EBV-associated leiomyosarcoma in an immunocompromised child: A unique intracranial case with genomic study.

作者信息

Ben Makhlouf Wiem, Kallel Rim, Kolsi Roeya, Kmiha Sana, Ayadi Khalil, Boudawara Tahya

机构信息

Anatomy and Pathological Cytology Laboratory, Habib Bourguiba University Hospital, Sfax, Tunisia.

Anatomy and Pathological Cytology Laboratory, Habib Bourguiba University Hospital, Sfax, Tunisia.

出版信息

Int J Surg Case Rep. 2025 Mar;128:111073. doi: 10.1016/j.ijscr.2025.111073. Epub 2025 Feb 18.

DOI:10.1016/j.ijscr.2025.111073
PMID:40024176
原文链接:https://pmc.ncbi.nlm.nih.gov/articles/PMC11915152/
Abstract

INTRODUCTION AND IMPORTANCE

Epstein-Barr virus (EBV) is a common virus infecting more than 90 % of the adult population, typically without symptoms. While most infections remain asymptomatic, EBV is associated with over 200,000 new cancer cases annually. It is linked to several malignancies, including leiomyosarcoma (LS) in immunocompromised patients, a rare occurrence with fewer than 100 new cases per year globally. This report highlights the case of an EBV-associated intracranial leiomyosarcoma in a 4-year-old immunodeficient child.

CASE PRESENTATION

A 4-year-old girl with a history of primary immune deficiency and multiple infections presented with febrile dyspnea. Imaging revealed a right temporo-parietal brain mass, which increased in size over 50 days. Surgical excision was performed, and histological examination showed a tumor with smooth muscle cell characteristics. Immunohistochemical analysis was positive for vimentin and CD99, while EBV genome presence was confirmed by in situ hybridization. The final diagnosis was EBV-associated malignant smooth muscle tumor. The postoperative course was favorable, and chemotherapy was not indicated.

CLINICAL DISCUSSION

Leiomyosarcoma is extremely rare in immunocompetent children but more common in immunocompromised individuals, where EBV infection plays a significant role in tumor development.
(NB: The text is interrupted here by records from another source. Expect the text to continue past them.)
PR #1063, opened 2026-05-31
Preserve list page after editing a record (#1055)

### LINKED ISSUE #1055: After editing, return to the last page of list view
### Discussed in https://github.com/smithyhq/sqladmin/discussions/793

<div type='discussions-op-text'>

<sup>Originally posted by **bilalovmc** July 15, 2024</sup>
After editing, return to the previous page
Now it always returns to page 1, very inconvenient
image
image
image
should have gone back to page 3

</div>

Vansh-Sharma27:
## What this does

Fixes #1055.

Right now if you are on page 3 of a list view and edit a record, after pressing **Save** you always get sent back to page 1. If you are working through a long list this is annoying because you lose your place every time.

This PR keeps the list query string (the `page`, and also sorting/search params since they live in the same query string) while you edit, and uses it for the redirect after saving, so you end up back on the page you came from.

## How

The page info was getting dropped at a few points, so I carried it through the whole flow:

- **`list.html`** – the Edit link now appends the current list query string, so opening the edit page keeps `?page=3`.
- **`edit.html`** – the form `action` and the Cancel link keep the same query string, so the POST happens on `.../edit/{pk}?page=3`.
- **`get_save_redirect_url`** – on the `Save` action it now reuses `request.url.query` when building the list URL. The other actions (continue editing / save as new / add another) are unchanged.

Only the `Save` action reads the query string; the others go to fixed edit/create pages so they ignore it.

## Tests

Extended `test_get_save_redirect_url` to check that `Save` keeps `?page=3` and that `Save and continue editing` still goes to the edit page regardless. Full test suite passes locally, and `ruff` / `ruff format` / `mypy` are clean.

### DIFF
--- a/sqladmin/templates/sqladmin/edit.html
+++ b/sqladmin/templates/sqladmin/edit.html
@@ -8,7 +8,7 @@
     </div>
     <div class="card-body border-bottom py-3">
       {% block edit_form %}
-      <form action="{{ model_view._build_url_for('admin:edit', request, obj) }}" method="POST"
+      <form action="{{ model_view._build_url_for('admin:edit', request, obj) }}{% if request.url.query %}?{{ request.url.query }}{% endif %}" method="POST"
         enctype="multipart/form-data">
         <div class="row">
           {% if error %}
@@ -20,7 +20,7 @@
         </fieldset>
         <div class="row">
           <div class="col-md-2">
-            <a href="{{ url_for('admin:list', identity=model_view.identity) }}" class="btn">
+            <a href="{{ url_for('admin:list', identity=model_view.identity) }}{% if request.url.query %}?{{ request.url.query }}{% endif %}" class="btn">
               Cancel
             </a>
           </div>
--- a/sqladmin/application.py
+++ b/sqladmin/application.py
@@ -814,7 +814,10 @@ class Admin(BaseAdminView):
         identifier = get_object_identifier(obj)
 
         if form.get("save") == "Save":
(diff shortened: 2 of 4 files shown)


sqladmin/templates/sqladmin/edit.html
```diff
@@ -8,7 +8,7 @@ <h3 class="card-title">Edit {{ model_view.name }}</h3>
     </div>
     <div class="card-body border-bottom py-3">
       {% block edit_form %}
-      <form action="{{ model_view._build_url_for('admin:edit', request, obj) }}" method="POST"
+      <form action="{{ model_view._build_url_for('admin:edit', request, obj) }}{% if request.url.query %}?{{ request.url.query }}{% endif %}" method="POST"
```
mmzeynalli, line 11: We are passing request object here, cant we get page number from `request.referer`? If yes, it would be easier to handle

Vansh-Sharma27: Actually re-reading your point, you're right that the `Referer` on that `POST` would still have `?page=3` since the edit link already carries it in the `URL`. My reasoning there was off.
The reason I avoided `request.referer` anyway is reliability. The header can get silently stripped by `Referrer-Policy`, privacy settings, or certain browser extensions, so pagination would just break with no obvious cause. `request.url.query` is direct and the state is explicitly carried through the form action rather than depending on a header that isn't guaranteed.

mmzeynalli (approved):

Although EBV-related leiomyosarcomas occur more frequently in immunodeficient children, intracranial cases are exceptionally rare. These tumors are often challenging to diagnose due to their undifferentiated appearance. The detection of EBV DNA using in situ hybridization is crucial for confirming the diagnosis. While EBV-associated leiomyosarcomas generally respond well to therapy, the optimal treatment remains unclear, with surgery and radiotherapy being the primary approaches.

CONCLUSION

EBV-associated smooth muscle tumors are rare but increasing in incidence among immunocompromised patients. Early recognition of EBV infection in smooth muscle tumors, especially in children with immune deficiencies, is vital for diagnosis. Histological and molecular examination, including in situ hybridization, is essential to confirm the presence of EBV. Treatment typically involves complete surgical excision, with chemotherapy's role still uncertain.

摘要

引言与重要性

爱泼斯坦-巴尔病毒(EBV)是一种常见病毒,感染超过90%的成年人群,通常无明显症状。虽然大多数感染无症状,但EBV每年与超过20万例新发癌症病例相关。它与多种恶性肿瘤有关,包括免疫功能低下患者的平滑肌肉瘤(LS),这种情况很罕见,全球每年新发病例少于100例。本报告重点介绍了一名4岁免疫缺陷儿童发生的EBV相关颅内平滑肌肉瘤病例。

病例介绍

一名有原发性免疫缺陷病史且多次感染的4岁女孩出现发热性呼吸困难。影像学检查发现右侧颞顶叶脑肿块,其大小在50天内增大。进行了手术切除,组织学检查显示肿瘤具有平滑肌细胞特征。免疫组化分析波形蛋白和CD99呈阳性,原位杂交证实存在EBV基因组。最终诊断为EBV相关恶性平滑肌肿瘤。术后病程顺利,未指示进行化疗。

临床讨论

平滑肌肉瘤在免疫功能正常的儿童中极为罕见,但在免疫功能低下的个体中更为常见,其中EBV感染在肿瘤发生中起重要作用。虽然EBV相关平滑肌肉瘤在免疫缺陷儿童中更频繁发生,但颅内病例极为罕见。这些肿瘤由于其未分化的外观,往往难以诊断。使用原位杂交检测EBV DNA对于确诊至关重要。虽然EBV相关平滑肌肉瘤通常对治疗反应良好,但最佳治疗方法仍不明确,手术和放疗是主要治疗方法。

结论

EBV相关平滑肌肉瘤罕见,但在免疫功能低下患者中的发病率正在上升。早期识别平滑肌肉瘤中的EBV感染,尤其是免疫缺陷儿童中的感染,对于诊断至关重要。组织学和分子检查,包括原位杂交,对于确认EBV的存在至关重要。治疗通常包括完整的手术切除,化疗的作用仍不确定。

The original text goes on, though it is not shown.